# What to work on
Two lines mark the range in the entries below: the one holding "PR #299, opened 2020-04-05" and the one holding "--- a/src/interfaces/highs_c_api.h". Set down those two and all lines between them, exactly.

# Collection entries
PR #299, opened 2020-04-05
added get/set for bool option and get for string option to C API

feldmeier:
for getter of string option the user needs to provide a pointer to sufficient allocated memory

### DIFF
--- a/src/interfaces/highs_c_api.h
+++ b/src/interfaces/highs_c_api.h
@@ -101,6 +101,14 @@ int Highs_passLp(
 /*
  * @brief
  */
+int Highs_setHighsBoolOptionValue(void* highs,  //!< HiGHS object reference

==

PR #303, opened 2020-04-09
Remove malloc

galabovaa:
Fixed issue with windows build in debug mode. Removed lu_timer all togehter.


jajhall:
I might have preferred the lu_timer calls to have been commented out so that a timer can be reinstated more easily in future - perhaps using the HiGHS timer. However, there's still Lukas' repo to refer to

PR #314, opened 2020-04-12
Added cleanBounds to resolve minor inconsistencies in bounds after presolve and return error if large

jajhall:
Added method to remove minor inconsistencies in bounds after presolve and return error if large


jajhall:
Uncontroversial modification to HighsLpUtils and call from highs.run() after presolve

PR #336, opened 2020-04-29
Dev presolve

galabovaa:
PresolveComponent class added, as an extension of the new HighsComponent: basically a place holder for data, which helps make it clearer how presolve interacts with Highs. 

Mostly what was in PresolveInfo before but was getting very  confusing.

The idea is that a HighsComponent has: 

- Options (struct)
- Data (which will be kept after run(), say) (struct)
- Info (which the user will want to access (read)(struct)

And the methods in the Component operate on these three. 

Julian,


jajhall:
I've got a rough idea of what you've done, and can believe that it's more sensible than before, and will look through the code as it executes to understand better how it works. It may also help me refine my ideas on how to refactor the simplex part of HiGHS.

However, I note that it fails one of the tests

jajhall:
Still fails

---

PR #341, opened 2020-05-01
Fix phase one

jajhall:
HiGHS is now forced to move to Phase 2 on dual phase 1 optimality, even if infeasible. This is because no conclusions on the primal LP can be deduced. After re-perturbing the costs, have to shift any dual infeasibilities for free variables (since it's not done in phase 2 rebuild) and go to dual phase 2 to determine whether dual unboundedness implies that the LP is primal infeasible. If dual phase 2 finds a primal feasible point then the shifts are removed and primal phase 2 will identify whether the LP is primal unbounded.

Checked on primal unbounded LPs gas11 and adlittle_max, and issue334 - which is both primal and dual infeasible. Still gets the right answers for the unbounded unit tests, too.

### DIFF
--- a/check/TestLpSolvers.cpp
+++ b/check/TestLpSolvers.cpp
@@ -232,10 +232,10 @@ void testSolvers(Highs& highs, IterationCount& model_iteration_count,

# Expected answer
PR #299, opened 2020-04-05
added get/set for bool option and get for string option to C API

feldmeier:
for getter of string option the user needs to provide a pointer to sufficient allocated memory

### DIFF
--- a/src/interfaces/highs_c_api.h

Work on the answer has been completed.